=== Section Start ===
PR #1325, opened 2021-12-22
Implement plugin work queue. Add postgres with extensions

colin-grapl:
728

1. Adds a new docker image `postgres-ext`, which is based on postgres 13 but adds the pg_partman and pg_cron extensions.

2. Implements the plugin-work-queue service.

Integration tests are provided.


src/proto/graplinc/grapl/api/plugin_work_queue/v1beta1/plugin_work_queue.proto
```diff
@@ -39,33 +43,61 @@ message GetExecuteGeneratorRequest {}
 // A request to retrieve a new ExecutionJob for an Analyzer
 message GetExecuteAnalyzerRequest {}
 
+message NoAvailableJobs {}
+
 // A response containing the next ExecutionJob to execute against a Generator
 message GetExecuteGeneratorResponse {
   // The execution_job to be executed
-  ExecutionJob execution_job = 1;
+  oneof maybe_job {
```
wimax-grapl, line 51: I'm not 100% opposed to it, but, ultimately, this feels like a reinvention of an optional field (yes, I know everything is optional in proto3 and they're a pain to work with). Is this the preferred pattern?

src/proto/graplinc/grapl/api/plugin_work_queue/v1beta1/plugin_work_queue.proto
```diff
@@ -39,33 +43,61 @@ message GetExecuteGeneratorRequest {}
...
+    // When a job is available
+    ExecutionJob job = 1;
+    // When a job is not available
+    NoAvailableJobs no_jobs = 2;
+  };
   // A request_id, to be used in Acknowledgement
-  graplinc.common.v1beta1.Uuid request_id = 2;
+  int64 request_id = 3;
```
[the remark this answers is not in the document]
wimax-grapl: also - you know me, I love to NewType every id type I can see. Would that be worth doing in proto land

src/rust/grapl-web-ui/src/main.rs
```diff
@@ -31,7 +31,7 @@ async fn main() -> Result<(), GraplUiError> {
     HttpServer::new(move || {
         App::new()
             .wrap(actix_web::middleware::Logger::default())
-            .wrap(actix_web::middleware::Compress::default())
+            // .wrap(actix_web::middleware::Compress::default())  // todo: Reenable compression when brotli isn't vulnerable
```
wimax-grapl, line 34: For long term todos like this pls add a github issue link:
https://github.com/grapl-security/issue-tracker/issues/803

src/rust/plugin-work-queue/migrations/1640037910_plugin_registry_migration.sql
```diff
@@ -0,0 +1,86 @@
+CREATE TYPE status_t AS ENUM ('enqueued', 'failed', 'processed');
+
+CREATE SCHEMA plugin_work_queue;
+
+CREATE FUNCTION megabytes(bytes integer) RETURNS integer AS
+$$
+BEGIN
+    RETURN bytes * 1000 * 1000;
+END;
+$$ LANGUAGE plpgsql;
```
wimax-grapl, line 10: 1. can you document what the 256MB restriction is for?
2. one could argue its 1024 just saying

src/rust/plugin-work-queue/migrations/1640037910_plugin_registry_migration.sql
```diff
@@ -0,0 +1,86 @@
...
+CREATE EXTENSION pg_cron;
+
+UPDATE partman.part_config
+SET infinite_time_partitions = true,
+    retention                = '1 month',
+    retention_keep_table= true
+WHERE (
+    parent_table = 'plugin_work_queue.generator_plugin_executions' OR
+    parent_table = 'plugin_work_queue.analyzer_plugin_executions'
+);
```
wimax-grapl, line 84: been a hot second since i sqld but
where parent_table in ('first', 'second') ?

src/rust/plugin-work-queue/sqlx-data.json
```diff
@@ -0,0 +1,202 @@
+{
```
wimax-grapl, line 1: Since this is a generated file, you may want to add it to `.gitattributes`

src/rust/plugin-work-queue/src/psql_queue.rs
```diff
@@ -0,0 +1,332 @@
+use sqlx::{
```
wimax-grapl, line 1: ## Note to max this is how far I got reviewing

postgres/Dockerfile
```diff
@@ -0,0 +1,10 @@
+FROM postgres:13.4-bullseye
+
+RUN apt update && \
+    apt -y install \
+    postgresql-13-partman \
+    postgresql-13-cron
+
+
+RUN echo "shared_preload_libraries = 'pg_cron'" >> /usr/share/postgresql/13/postgresql.conf.sample
+RUN echo "cron.database_name = 'postgres'" >> /usr/share/postgresql/13/postgresql.conf.sample
```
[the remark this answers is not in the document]
colin-grapl: Same but it seems to be the case.

src/proto/graplinc/grapl/api/plugin_work_queue/v1beta1/plugin_work_queue.proto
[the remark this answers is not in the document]
colin-grapl: I believe we already disable that lint for anything v1beta1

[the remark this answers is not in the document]
colin-grapl: The request id is based on the `serial` value in the db.

src/rust/plugin-work-queue/migrations/1640037910_plugin_registry_migration.sql
colin-grapl: It seems like a reasonable restriction on a given binary. We can always raise it without issue. I just don't want someone shoving 50GB into the database.

src/proto/graplinc/grapl/api/plugin_work_queue/v1beta1/plugin_work_queue.proto
```diff
@@ -19,6 +19,8 @@ message ExecutionJob {
 message PutExecuteGeneratorRequest {
   // The job to be executed
   ExecutionJob execution_job = 1;
+  // The trace id for this request
+  graplinc.common.v1beta1.Uuid trace_id = 2;
```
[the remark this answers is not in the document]
colin-grapl: I'm going to remove the trace_id for now. We can add it back in when we have a plan for tracing. For example, grpc might have some sort of native tracing that I'm unaware of.

src/proto/graplinc/grapl/api/plugin_work_queue/v1beta1/plugin_work_queue.proto
colin-grapl: It is indeed. Google provides the 'Empty' structure for this reason, but in this case I went with a custom one as it's more extendable (for example if we wanted to add a "try again after x seconds", etc).

protobuf sux

src/rust/plugin-work-queue/migrations/1640037910_plugin_registry_migration.sql
colin-grapl: Is that preferable? I think that would work fwiw but I have no sense of whether one is better or worse.

src/rust/plugin-work-queue/sqlx-data.json
colin-grapl: Neat, will do.

src/proto/graplinc/grapl/api/plugin_work_queue/v1beta1/plugin_work_queue.proto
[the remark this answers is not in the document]
colin-grapl: The problem with newtypes in protobuf is that protobuf is shit. It isn't free to do that. You end up with more complex generated code that has to worry about both the outer message and the inner value being optional, so it's really gross.

I hate protobuf if that isn't clear.

src/rust/plugin-work-queue/src/server.rs
```diff
@@ -24,111 +31,266 @@ use rust_proto::plugin_work_queue::{
...
         _request: GetExecuteGeneratorRequest,
     ) -> Result<GetExecuteGeneratorResponse, PluginWorkQueueError> {
-        todo!()
+        let message = self.queue.get_analyzer_message().await?;
+        let message = match message {
+            Some(message) => message,
+            None => {
+                return Ok(GetExecuteGeneratorResponse {
+                    execution_job: None,
+                    request_id: 0,
```
wimax-grapl, line 134: Is this not a NoAvailableJobs scenario? 

Even if it's not: it's not immediately obvious to me _what_ scenario this is.

src/rust/plugin-work-queue/src/server.rs
```diff
@@ -24,111 +31,266 @@ use rust_proto::plugin_work_queue::{
...
+        Ok(PutExecuteAnalyzerResponse {})
     }
 
     #[allow(dead_code)]
     async fn get_execute_generator(
         &self,
         _request: GetExecuteGeneratorRequest,
     ) -> Result<GetExecuteGeneratorResponse, PluginWorkQueueError> {
-        todo!()
+        let message = self.queue.get_analyzer_message().await?;
```
wimax-grapl, line 128: Another which-one-is-it mismatch, this should be get_generator_message.

wimax-grapl: The fact we can get this far along and still be wrong about message type worries me. 
Throwing this out there without having investigate it at all: worth it to perhaps genericize Message with a phantom type or something?

src/rust/plugin-work-queue/src/server.rs
```diff
@@ -24,111 +31,266 @@ use rust_proto::plugin_work_queue::{
...
+        })
+    }
+
+    #[allow(dead_code)]
+    async fn acknowledge_generator(
+        &self,
+        request: AcknowledgeGeneratorRequest,
+    ) -> Result<AcknowledgeGeneratorResponse, PluginWorkQueueError> {
+        self.queue
+            .ack_generator_failure(request.request_id.into())
```
wimax-grapl, line 181: Not immediately obvious to me why this should be an `ack_*_failure`

src/rust/plugin-work-queue/src/server.rs
```diff
@@ -24,111 +31,266 @@ use rust_proto::plugin_work_queue::{
...
+        service_config.plugin_work_queue_db_port,
+    );
+
+    let plugin_work_queue: PluginWorkQueue = PluginWorkQueue::from(
+        sqlx::PgPool::connect(&postgres_address)
+            .timeout(std::time::Duration::from_secs(5))
+            .await??,
+    );
+
+    sqlx::migrate!().run(&plugin_work_queue.queue.pool).await?;
```
wimax-grapl, line 293: So wait, every time this service starts it runs a migration? If so that seems wrong.

src/rust/plugin-work-queue/tests/psql_queue_tests.rs
```diff
@@ -0,0 +1,102 @@
...
+        last_updated: DateTime<Utc>,
+        visible_after: Option<DateTime<Utc>>,
+        try_count: i32,
+    }
+
+    #[tokio::test]
+    async fn test_migrate() -> Result<(), Box<dyn std::error::Error>> {
+        let pool = PgPoolOptions::new()
+            .max_connections(1)
+            .connect("postgresql://postgres:password@localhost:5432/postgres")
```
wimax-grapl, line 31: The fact this communicates to localhost HEAVILY implies to me that this test is not hooked up correctly.

Sure enough, it looks like `RUST_INTEGRATION_TEST_FEATURES=` was never updated to include these tests.

wimax-grapl: I suspect you're running this locally on your box with some form of `cargo test`. That style of development is convenient but should be considered deprecated or, worse, misleading.

src/rust/plugin-work-queue/src/psql_queue.rs
```diff
@@ -0,0 +1,325 @@
...
+             WHERE plugin_work_queue.analyzer_plugin_executions.execution_key = next_execution.execution_key
+             RETURNING next_execution.execution_key as "execution_key!: ExecutionId", next_execution.plugin_id, next_execution.pipeline_message, next_execution.tenant_id
+        "#).fetch_optional(&self.pool)
+            .await?;
+
+        Ok(request.map(|request| Message { request }))
+    }
+
+    #[instrument(skip(output), err)]
+    pub async fn ack_generator_success(
```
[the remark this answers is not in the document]
colin-grapl: The query for success/failure is more different than just setting success/failure. On success it also has to set the output.

src/rust/plugin-work-queue/src/server.rs
colin-grapl: It might be possible. I can experiment. But I think the ideal solution would involve having the const string be part of the type. I can probably get that working actually, I'll see what I can do.

src/rust/plugin-work-queue/src/server.rs
colin-grapl: This is a NoAvailableJobs scenario. it's not really exposed on the rust end other than as an Optional. I could bring it over to the rust side.

src/rust/plugin-work-queue/src/server.rs
colin-grapl: It shouldn't be. I realize there's an issue with the Ack concept currently.

src/rust/plugin-work-queue/migrations/1640037910_plugin_registry_migration.sql
wimax-grapl: i'd imagine perf wise they're the same

src/rust/plugin-work-queue/src/server.rs
colin-grapl: It will first ask the db which migrations have already applied and not run any that have already been applied. This is apparently standard practice.

src/rust/plugin-work-queue/tests/psql_queue_tests.rs
colin-grapl: Yeah, the test_migrate needs to die entirely actually. As for adding the tests, will do. And I'll have this use a from_env kinda thing.

wimax-grapl (approved):

wimax-grapl (changes requested):
jk
- please make nomad changes to make this an available service
- please make nomad changes to integration-tests.nomad to supply PLUGIN_WORK_QUEUE_stuff=

src/rust/plugin-work-queue/src/psql_queue.rs
```diff
@@ -302,6 +261,7 @@ impl PsqlQueue {
                 WHERE execution_key = $1
             "#,
             execution_key.0,
+            status as _,
```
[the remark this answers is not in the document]
colin-grapl: Sort of. `.into()` will actually be a method call, but `as` is more like a cast.

src/rust/plugin-work-queue/tests/psql_queue_tests.rs
```diff
@@ -3,98 +3,112 @@
...
 
         // Retrieve a message
-        let msg = queue.get_message().await?.expect("No valid message");
+        let msg = queue
+            .get_generator_message()
+            .await?
+            .expect("No valid message");
         let execution_key = msg.request.execution_key;
         tracing::info!(message="Received message", execution_key=?msg.request.execution_key);
         // Acknowledge the message
```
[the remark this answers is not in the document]
colin-grapl: Done on line 68.

src/rust/plugin-work-queue/src/psql_queue.rs
```diff
@@ -0,0 +1,305 @@
...
+        // 1. It attempts to get a message from the queue
+        //      -> Where that message isn't over a day old
+        //      -> Where that message is "visible"
+        //      -> Where that message isn't currently being evaluated by another transaction
+        //      -> Where that message is in the 'enqueued' state
+        // 2. Updates the `try_count`
+        // 3. Updates the `visible_after`
+
+        // Note that:
+        // * messages are invisible for 10 seconds
```
christophermaier, line 137: Can you say more about the intention of "invisibility" here? Is it effectively saying that this process has a "lock" on this record for the next little bit to ensure it's not being used elsewhere?

If so, we could probably simplify this a bit with row locks, as described in https://spin.atomicobject.com/2021/02/04/redis-postgresql.

src/rust/plugin-work-queue/src/psql_queue.rs
```diff
@@ -0,0 +1,305 @@
...
+            SET
+                try_count  = plugin_work_queue.generator_plugin_executions.try_count + 1,
+                last_updated = CURRENT_TIMESTAMP,
+                visible_after  = CURRENT_TIMESTAMP + INTERVAL '10 seconds'
+            FROM (
+                 SELECT execution_key, plugin_id, pipeline_message, status, creation_time, visible_after, tenant_id
+                 FROM plugin_work_queue.generator_plugin_executions
+                 WHERE status = 'enqueued'
+                   AND creation_time >= (CURRENT_TIMESTAMP - INTERVAL '1 day')
+                   AND (visible_after IS NULL OR visible_after <= CURRENT_TIMESTAMP)
```
christophermaier, line 156: If `visible_after` can't be replaced with row locks, we should probably make it `NOT NULL` and populate it with an appropriate value at row insert time.

src/rust/plugin-work-queue/src/psql_queue.rs
```diff
@@ -0,0 +1,305 @@
...
+                 ORDER BY creation_time ASC
+                 FOR UPDATE SKIP LOCKED
```
christophermaier, line 158: Wait, you're already using row locks... was my interpretation of visibility wrong?

src/rust/plugin-work-queue/src/psql_queue.rs
```diff
@@ -0,0 +1,305 @@
...
+                 LIMIT 1
+             ) AS next_execution
+             WHERE plugin_work_queue.generator_plugin_executions.execution_key = next_execution.execution_key
+             RETURNING
+                 next_execution.execution_key as "execution_key!: ExecutionId",
```
christophermaier, line 163: What's the significance of `"execution_key!: ExecutionId"`; that's a rather weird column name.

(Bonus style nitpick: we should capitalize that `as`.)

src/rust/plugin-work-queue/src/psql_queue.rs
```diff
@@ -0,0 +1,305 @@
...
+    ) -> Result<(), PsqlQueueError> {
+        sqlx::query!(
+            r#"
+                UPDATE plugin_work_queue.generator_plugin_executions
+                SET status = $2,
+                    last_updated = CASE
+                        WHEN status != 'processed'
+                            THEN CURRENT_TIMESTAMP
+                            ELSE last_updated
+                        END
```
christophermaier, line 235: Would it be possible to invert the sense of this comparison to make it easier to think about? (negations are always a little trickier to parse):
```sql
WHEN status = 'processed'
THEN last_updated
ELSE CURRENT_TIMESTAMP
```
Also, how does the data flow work such that the existing status would _not_ be 'processed'? Leaving the `last_updated` field unchanged seems to imply that everything has already been handled.

src/rust/plugin-work-queue/src/psql_queue.rs
```diff
@@ -0,0 +1,305 @@
...
+}
+
+// Pub for testing - otherwise sqlx can't see the query
+pub async fn get_generator_status(
+    pool: &sqlx::Pool<Postgres>,
+    execution_key: &ExecutionId,
+) -> Result<Status, sqlx::Error> {
+    // The request should be marked as failed
+    let row = sqlx::query!(
+        r#"SELECT status as "status: Status"
```
christophermaier, line 279: What's the deal with these column names?

src/rust/plugin-work-queue/src/server.rs
```diff
@@ -1,12 +1,18 @@
+use grapl_utils::future_ext::GraplFutureExt;
```
christophermaier, line 1: NOTE: Chris stopped reviewing here; more tomorrow.

src/rust/plugin-work-queue/migrations/1640037910_plugin_registry_migration.sql
```diff
@@ -0,0 +1,80 @@
+CREATE TYPE status_t AS ENUM ('enqueued', 'failed', 'processed');
+
+CREATE SCHEMA plugin_work_queue;
```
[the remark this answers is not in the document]
colin-grapl: I could put them in the schema, just didn't think of it. We have to put our tables in schemas for pg_partman.

src/rust/plugin-work-queue/src/psql_queue.rs
colin-grapl: It means it's not null and that it's an ExecutionId so that sqlx can parse it.

src/rust/plugin-work-queue/src/psql_queue.rs
colin-grapl: https://docs.rs/sqlx/latest/sqlx/macro.query_as.html#column-type-override-infer-from-struct-field

src/rust/plugin-work-queue/src/psql_queue.rs
colin-grapl: I'm not sure what you're asking. SKIP LOCKED is basically saying "get the next row that can't be immediately locked", so if there's a query currently performing an update a separate query will skip it entirely without waiting.

Here's a post on it:
https://www.2ndquadrant.com/en/blog/what-is-select-skip-locked-for-in-postgresql-9-5/

src/rust/plugin-work-queue/src/psql_queue.rs
colin-grapl: I can invert it.

As for the data flow, the status starts off as 'enqueued'. The 'ack' will change it to either 'processed' or 'failed'.

I check for '!= processed' first because we don't want to update the status for a message that raced ie: if another consumer already processed this message we want *that* 'last_updated' time.

So this basically is a way of expressing "Either update it or leave it alone", which is why I had the logic inverted - the interesting cast is when status != 'processed'.

src/rust/rust-proto/src/plugin_work_queue.rs
```diff
@@ -65,44 +84,89 @@ impl From<ExecutionJob> for ExecutionJobProto {
...
         }
     }
 }
 
-pub struct AcknowledgeResponse {}
+pub struct AcknowledgeAnalyzerResponse {}
 
-impl TryFrom<AcknowledgeResponseProto> for AcknowledgeResponse {
+impl TryFrom<AcknowledgeAnalyzerResponseProto> for AcknowledgeAnalyzerResponse {
     type Error = PluginWorkQueueDeserializationError;
```
christophermaier, line 161: Infallible, etc.

src/rust/rust-proto/src/plugin_work_queue.rs
```diff
@@ -177,44 +249,52 @@ impl From<GetExecuteGeneratorRequest> for GetExecuteGeneratorRequestProto {
...
-            .request_id
-            .ok_or(Self::Error::MissingRequiredField(
-                "GetExecuteGeneratorResponse.request_id",
-            ))?
-            .into();
-        let execution_job = value
-            .execution_job
+        let request_id = value.request_id;
+        let maybe_job = value.maybe_job.ok_or(Self::Error::MissingRequiredField(
+            "GetExecuteGeneratorResponseProto.maybe_job",
```
christophermaier, line 262: Can tracing provide the context to know what proto we're dealing with, allowing us to just say `Error::MissingRequiredField("maybe_job")`?

src/rust/rust-proto/src/plugin_work_queue.rs
```diff
@@ -177,44 +249,52 @@ impl From<GetExecuteGeneratorRequest> for GetExecuteGeneratorRequestProto {
...
+        ))?;
+        let execution_job = match maybe_job {
+            get_execute_generator_response::MaybeJob::Job(job) => Some(job),
+            get_execute_generator_response::MaybeJob::NoJobs(_) => None,
+        };
```
christophermaier, line 267: Can this `MaybeJob` -> `Option` (and back) conversion be implemented explicitly with `From`/`Into`?

I generally prefer this kind of behavior to be expressed in terms of traits, rather than buried away in individual method bodies, for clarity, explicitness, reuse, documentation, testability, etc.

src/rust/plugin-work-queue/src/psql_queue.rs
christophermaier: Wild... TIL.

src/rust/plugin-work-queue/migrations/1640037910_plugin_registry_migration.sql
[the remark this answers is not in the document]
colin-grapl: Makes sense, will add those to the schema.

src/rust/plugin-work-queue/src/psql_queue.rs
colin-grapl: If one worker acquires a job and hangs for the full visibility timeout another worker can acquire that same job. At that point both workers could attempt to ack the job.

src/rust/plugin-work-queue/src/server.rs
```diff
@@ -24,112 +31,292 @@ use rust_proto::plugin_work_queue::{
...
+    psql_queue::{
+        PsqlQueue,
+        PsqlQueueError,
+    },
+    PluginWorkQueueServiceConfig,
+};
+
+#[derive(Debug, thiserror::Error)]
+pub enum PluginWorkQueueError {
+    #[error("PsqlQueueError")]
```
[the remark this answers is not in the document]
colin-grapl: Is there a pattern we should be following?

src/rust/plugin-work-queue/src/psql_queue.rs
christophermaier: 👍 makes sense

src/rust/rust-proto/src/plugin_work_queue.rs
```diff
@@ -65,44 +84,89 @@ impl From<ExecutionJob> for ExecutionJobProto {
...
+
+pub struct AcknowledgeGeneratorResponse {}
+
+impl TryFrom<AcknowledgeGeneratorResponseProto> for AcknowledgeGeneratorResponse {
+    type Error = PluginWorkQueueDeserializationError;
+
+    fn try_from(_value: AcknowledgeGeneratorResponseProto) -> Result<Self, Self::Error> {
+        Ok(Self {})
+    }
+}
```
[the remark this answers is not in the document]
colin-grapl: I didn't realize that Infallible was stable. Regardless though, if we ever add fields to the proto this becomes a fallible operation.

src/rust/rust-proto/src/plugin_work_queue.rs
```diff
@@ -65,44 +84,89 @@ impl From<ExecutionJob> for ExecutionJobProto {
...
+
+pub struct AcknowledgeAnalyzerRequest {
+    pub request_id: i64,
+    pub success: bool,
+}
+
+impl TryFrom<AcknowledgeAnalyzerRequestProto> for AcknowledgeAnalyzerRequest {
+    type Error = PluginWorkQueueDeserializationError;
```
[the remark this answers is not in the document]
colin-grapl: See above - the reason to use TryFrom here is because adding fields to protobuf will make this fallible. Currently there are no fields, but it seems best to express "this could fail".

src/rust/rust-proto/src/plugin_work_queue.rs
colin-grapl: Possibly, I'm not sure if orphan rules allow us to implement traits we don't own on types like Option<T>, even if we own T. At one point it was forbidden, I don't know if they've changed that - though I know there has been discussion for years.

src/rust/rust-proto/src/plugin_work_queue.rs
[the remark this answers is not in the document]
christophermaier: We should make a note to that effect here, then.

Otherwise, someone like me is going to come in a year from now, set the type to `Infallible`, and shenanigans will ensue 😅

src/rust/plugin-work-queue/README.md
```diff
@@ -0,0 +1,106 @@
...
+If the message is successfully processed or if it fails, update the row:
+1. Set the `execution_result`
+2. Set the `last_updated` to CURRENT_TIMESTAMP
+3. Set the `status` to `processed` or `failed` accordingly
+
+Otherwise, if the message is not successfully processed but can be retried,
+do nothing. It will be picked up again later.
+
+Note that just because a message has the `enqueued` status does *not* mean that it will be processed. We don't
+guarantee that, on failure, we'll mark the `status` as failed.
```
christophermaier, line 99: Why? This seems important to spell out explicitly.

Also, this sounds like two separate things. "Not being processed" sounds like we can have a message that is submitted to the queue, but is never once picked up by a worker.

Never marking something as failed seems like the second thing. We may want to think about another failure state for this. The current `failed` status arises when we receive an acknowledgement from the worker that, indeed, it tried to process this message, but it did not work. The "new" failure status seems like it would involve exceeding a retry count. That is, we keep sending this message out to workers, but we never get a response back. As a result, we continue to increment the try count. After some maximum is exceeded, we probably need to mark this message as having this new kind of failure state, at which point we can decide to handle it some other way (and stop occupying resources by repeatedly processing it).

(Incidentally, it seems like "aged out" could be another kind of failure status that should be formally noted.)

src/rust/plugin-work-queue/README.md
```diff
@@ -0,0 +1,106 @@
...
+`last_updated` is set with each update to the row
+
+`visible_after` is essentially a visibility timeout. A `visible_after` of NULL means a message is available, which
+is the default state. Every time a message is SELECT'd we update `visible_after`. See the `Visibility Timeout` section
+below.
+
+`try_count` on every receive we increment `try_count` to indicate another attempt to process this message
+
+
+## Algorithm
```
christophermaier, line 75: After reading through this algorithm, I think a few changes would help to make it significantly clearer.

I think the various concepts the algorithm mentions need to be defined first, and should be defined in generic terms. For instance, defining "visible" as "has a timestamp that is less than the current timestamp" is true in the strictest mechanical sense, but doesn't say anything about _why_ this is something that is important.

Some important concepts I can see that need description:
- age and "aging out". Why do we care about age, why is 1 day the limit that is chosen, what are the implications for messages that are too old?
- the set of statuses a message may have, and what governs the transitions between statuses. In particular, it seems that we have an implicit status of "dispatched" that is not part of the SQL status enum, but is currently implemented as "being invisible". Not being part of the enum is fine if that's not how we need to implement it, but it should be present as a concept (and our algorithm should be expressed in terms of it). (The implementation could also be reworked so this is more readily apparent in the code, even if it's not part of the enum; it could be incorporated into a view, for instance. Actually, I think views could help to clarify _a lot_ of this logic. For instance, a view could be based on both the status enum and the visibility timeout, providing a unified representation of the _conceptual_ state. Our status enum would thus be a _partial_ representation of the complete state space, and would simply be part of the implementation details.)
- the notion of "visibility". As written, the idea is spread throughout three separate parts of this file (the schema, the algorithm, and the dedicated "Visibility Timeout" section). It would be much better to consolidate all this information into a single description, along with the rest of the core concepts. The value of the interval being added to the visibility timestamp is also not described, nor the rationale for choosing its static value.
- retries. Under what conditions will a message be retried? Can a message end up being dispatched to multiple workers at the same time? What are the implications of that? Is there a maximum amount of times a message may be retried? What happens if that amount is exceeded?

src/rust/plugin-work-queue/migrations/1640037910_plugin_registry_migration.sql
```diff
@@ -0,0 +1,80 @@
...
+
+CREATE TYPE plugin_work_queue.status_t AS ENUM ('enqueued', 'failed', 'processed');
+
+CREATE FUNCTION plugin_work_queue.megabytes(bytes integer) RETURNS integer AS
```
christophermaier, line 5: We should add an `IF NOT EXISTS` clause to this (and to _every_ object that honors that clause).

src/rust/plugin-work-queue/migrations/1640037910_plugin_registry_migration.sql
```diff
@@ -0,0 +1,80 @@
...
+    PARTITION BY RANGE (creation_time);
+
+CREATE INDEX IF NOT EXISTS execution_key_ix ON plugin_work_queue.generator_plugin_executions (execution_key);
+CREATE INDEX IF NOT EXISTS creation_time_ix ON plugin_work_queue.generator_plugin_executions (creation_time);
+
+CREATE INDEX IF NOT EXISTS execution_key_ix ON plugin_work_queue.analyzer_plugin_executions (execution_key);
+CREATE INDEX IF NOT EXISTS creation_time_ix ON plugin_work_queue.analyzer_plugin_executions (creation_time);
+
+CREATE SCHEMA partman;
+CREATE EXTENSION pg_partman WITH SCHEMA partman;
```
christophermaier, line 51: `CREATE SCHEMA` and `CREATE EXTENSION` both honor the `IF NOT EXISTS` clause.

src/rust/plugin-work-queue/migrations/1640037910_plugin_registry_migration.sql
```diff
@@ -0,0 +1,80 @@
...
+           );
+
+SELECT partman.create_parent(p_parent_table => 'plugin_work_queue.analyzer_plugin_executions',
+                             p_control => 'creation_time',
+                             p_type => 'native',
+                             p_interval=> 'daily',
+                             p_premake => 30
+           );
+
+CREATE EXTENSION pg_cron;
```
christophermaier, line 69: `IF NOT EXISTS`

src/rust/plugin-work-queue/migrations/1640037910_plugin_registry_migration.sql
=== Section End ===
[Exercise prompt]
Scan the entries and show every line in which the word "None" is found.

[Output below]
+            None => {
+                    execution_job: None,
+            get_execute_generator_response::MaybeJob::NoJobs(_) => None,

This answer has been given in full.